Editorial: A doubles match, not a boxing match

Ministers succeed by working with officials, not against them


By Matt.Ross

13 Jun 2012

To get his job done, Will Cavendish – the head of the Cabinet Office’s Implementation Group (interview, p7) – needs the backing of ministers as he works to ensure that departments deliver coalition policies, and the support of civil servants to unpick burdensome regulations and fashion ‘open’ public services. This is a man who can’t risk offending anybody.

His tone, then, is diplomatic – but his messages are clear. Civil servants need to fundamentally change their attitudes and techniques, he says, for the coalition’s approach to policymaking to take hold. They must improve cross-departmental working, priorisation, continuity in project management and implementation planning. Officials will find ministers more ready to listen to alternative means of realising objectives, he adds, if they’re convinced that civil servants are wholly focused on ministerial ends.

Cavendish also urges top officials to ensure ministers are “fair about what can be achieved” given the resources available – and this brings us to his messages for politicians. Ministers must not allow their understandable frustration at the hurdles facing policy delivery to be misdirected at those managing the race, he argues. Civil servants “overwhelmingly want to understand what ministers want and to implement that as best they can”, he says; given the means they’ll “come at it with energy and a glad heart.” Some of those hurdles may be unnecessarily high – and Cavendish leads the deregulatory drive to lower them – but others are simply essential ways to check that a policy really does have the legs to run the course.

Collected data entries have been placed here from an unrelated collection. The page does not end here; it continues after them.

PR #2559, opened 2026-08-13
feat(ts): Phase 1b -- TypeScript trains FS through the shared Rust kernel

benzsevern:
Spec: `docs/superpowers/specs/2026-08-13-fs-em-rust-single-source-design.md`. **Stacked on #2558.**

`fs-wasm` gains `train_em_from_counts` over `score-core::em_core`; `fsWasm.ts` exposes it as `trainFsFromCounts`. **TypeScript reaches the shared kernel for the first time.**

## The design decision: counted shape only, `trainEM` untouched

This does **not** reroute `trainEM`, and that's the call I made rather than an omission.

TS `trainEM` supports **negative-evidence dimensions**. `em_core` explicitly does not — its own header says *"NOT yet ported: negative-evidence dims…"*. Routing `trainEM` through the kernel today would silently drop NE and return a model the config never asked for, and nothing downstream could detect it. The counted path has no such gap: it refuses NE on every surface.

So this ships the kernel + parity as an **alternative surface first** — exactly how fs-wasm's own scoring kernel shipped before the TS scorer was rerouted onto it. **The row-shaped duplicate stays until `em_core` covers NE**, named rather than implied fixed.

## Shared anchors

`tests/parity/fs-em-counts.parity.test.ts` and the Rust-side tests both pin the numbers in `score-core/tests/fixtures/em_counts_parity.json`, emitted from the Python reference. Three surfaces asserting against three sets of hand-copied numbers would each agree with their own copy and nothing else.

Includes the `weights_are_counts_not_proportions` case: the same shape at 1/100th the counts must **not** give the same model, because EM's `1e-6` smoothing is additive. A surface that normalised counts would pass every other test and shift exactly the low-probability cells where FS weights are largest.

## Bundle discipline

`score-core` added with `default-features = false`, matching what `fs-core` already does — drops the `alias` feature and its `regex` engine, which must not reach an edge bundle.

**Measured:** embedded wasm went **506,300 → 488,540 bytes** of base64. *Smaller*, despite the added code — a newer toolchain. The size guard this package maintains is intact.

## Drive-by: the regen script never worked on Windows

`scripts/build_fs_wasm.mjs` could not run on a Windows box at all. `execFileSync` neither applies PATHEXT (bare `wasm-pack` → `ENOENT`) nor will spawn the `.cmd` shim since Node hardened against CVE-2024-27980 (→ `EINVAL`). Fixed, with args quoted explicitly because `shell: true` re-parses the line.

Clippy also caught `manual_is_multiple_of` in the new code — fixed here and in the Postgres sibling sharing the idiom.

## Verified / not verified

Will Cavendish, chosen by the PM to dismantle the regulatory, cultural and organisational barriers to enterprise and delivery, is plainly not an ‘enemy of enterprise’. So while civil servants must heed his calls to challenge themselves to do better, it is just as important that ministers listen carefully when he argues that civil servants are not themselves the obstacles holding up policy delivery, but instead politicians’ essential partners in dismantling those barriers.